§ What is being asked
Word for word, give every line of the listing again.

§ Entries shown
[Start of section]
PR #4531, opened 2022-08-11
Allow Mods to specific default multi update speeds

### LINKED ISSUE #4497: Change default Multiplayer Object Update rate to "LAN" when creating a new pilot
Currently, the default is "High", but since we always recommend to all players that they switch to "LAN" before they play multiplayer, it seems reasonable to changed the default. 

There is precedent for changing default settings, for example, new pilots start out with the Details settings at maximum.

wookieejedi:
Previosuly, the default object update speed setting for new players was `High`. Many mods, such as Fate of the Galaxy, do multiplayer tests where we have to ensure players are using the highest object update speed, which is LAN. This extra step is cumbersome and prone to players' forgetfulness.

This PR allows mods to set the default multiplayer object update speed for new pilots to mitigate this issue. Tested and works as expected.

EDIT: Closes #4497.

### DIFF
--- a/code/network/multi_options.cpp
+++ b/code/network/multi_options.cpp
@@ -349,7 +349,7 @@ void multi_options_set_local_defaults(multi_local_options *options)
 	if ( Psnet_connection == NETWORK_CONNECTION_DIALUP ) {
 		options->obj_update_level = OBJ_UPDATE_LOW;
 	} else {
-		options->obj_update_level = OBJ_UPDATE_HIGH;
+		options->obj_update_level = Default_multi_object_update_level;
 	}
 }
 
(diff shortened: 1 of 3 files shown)


Kiloku:
Related: #4497 

IMO, this is even better than making it the default globally

code/network/multi_options.cpp
```diff
@@ -349,7 +349,7 @@ void multi_options_set_local_defaults(multi_local_options *options)
 	if ( Psnet_connection == NETWORK_CONNECTION_DIALUP ) {
 		options->obj_update_level = OBJ_UPDATE_LOW;
```
JohnAFernandez, line 350: As much as it seems silly, it's good that we are keeping the top part of this if statement the way it is, in case someone really does have a slow connection.

JohnAFernandez (approved):

code/network/multi_options.cpp
Kiloku: As rare as it might be, there definitely still are people on slow connections. Even if not exactly dial-up, I know of places where entire households will use a single phone's 2G or 3G internet connection routed to other devices via hotspot.

PR #4532, opened 2022-08-12
Automatically calculate length of flag name lists.

MageKing17:
`Ai_flag_names[]`, `Object_flag_names[]`, and `Ship_flag_names[]` all had an associated `#define` containing their length that had to manually be incremented whenever new flag names were added to the list. This commit instead makes the number of flags in the list be computed by simple `sizeof` division, so now adding a new entry just requires adding the entry, rather than remembering to bump a `#define`. Tested in FRED to make sure populating `OPF_SHIP_FLAG` entries still works.


Goober5000 (approved):
Good change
[End of section]
§ Result
PR #4531, opened 2022-08-11
Allow Mods to specific default multi update speeds

### LINKED ISSUE #4497: Change default Multiplayer Object Update rate to "LAN" when creating a new pilot
Currently, the default is "High", but since we always recommend to all players that they switch to "LAN" before they play multiplayer, it seems reasonable to changed the default. 

There is precedent for changing default settings, for example, new pilots start out with the Details settings at maximum.

wookieejedi:
Previosuly, the default object update speed setting for new players was `High`. Many mods, such as Fate of the Galaxy, do multiplayer tests where we have to ensure players are using the highest object update speed, which is LAN. This extra step is cumbersome and prone to players' forgetfulness.

This PR allows mods to set the default multiplayer object update speed for new pilots to mitigate this issue. Tested and works as expected.

EDIT: Closes #4497.

### DIFF
--- a/code/network/multi_options.cpp
+++ b/code/network/multi_options.cpp
@@ -349,7 +349,7 @@ void multi_options_set_local_defaults(multi_local_options *options)
 	if ( Psnet_connection == NETWORK_CONNECTION_DIALUP ) {
 		options->obj_update_level = OBJ_UPDATE_LOW;
 	} else {
-		options->obj_update_level = OBJ_UPDATE_HIGH;
+		options->obj_update_level = Default_multi_object_update_level;
 	}
 }
 
(diff shortened: 1 of 3 files shown)


Kiloku:
Related: #4497 

IMO, this is even better than making it the default globally

code/network/multi_options.cpp
```diff
@@ -349,7 +349,7 @@ void multi_options_set_local_defaults(multi_local_options *options)
 	if ( Psnet_connection == NETWORK_CONNECTION_DIALUP ) {
 		options->obj_update_level = OBJ_UPDATE_LOW;
```
JohnAFernandez, line 350: As much as it seems silly, it's good that we are keeping the top part of this if statement the way it is, in case someone really does have a slow connection.

JohnAFernandez (approved):

code/network/multi_options.cpp
Kiloku: As rare as it might be, there definitely still are people on slow connections. Even if not exactly dial-up, I know of places where entire households will use a single phone's 2G or 3G internet connection routed to other devices via hotspot.

PR #4532, opened 2022-08-12
Automatically calculate length of flag name lists.

MageKing17:
`Ai_flag_names[]`, `Object_flag_names[]`, and `Ship_flag_names[]` all had an associated `#define` containing their length that had to manually be incremented whenever new flag names were added to the list. This commit instead makes the number of flags in the list be computed by simple `sizeof` division, so now adding a new entry just requires adding the entry, rather than remembering to bump a `#define`. Tested in FRED to make sure populating `OPF_SHIP_FLAG` entries still works.


Goober5000 (approved):
Good change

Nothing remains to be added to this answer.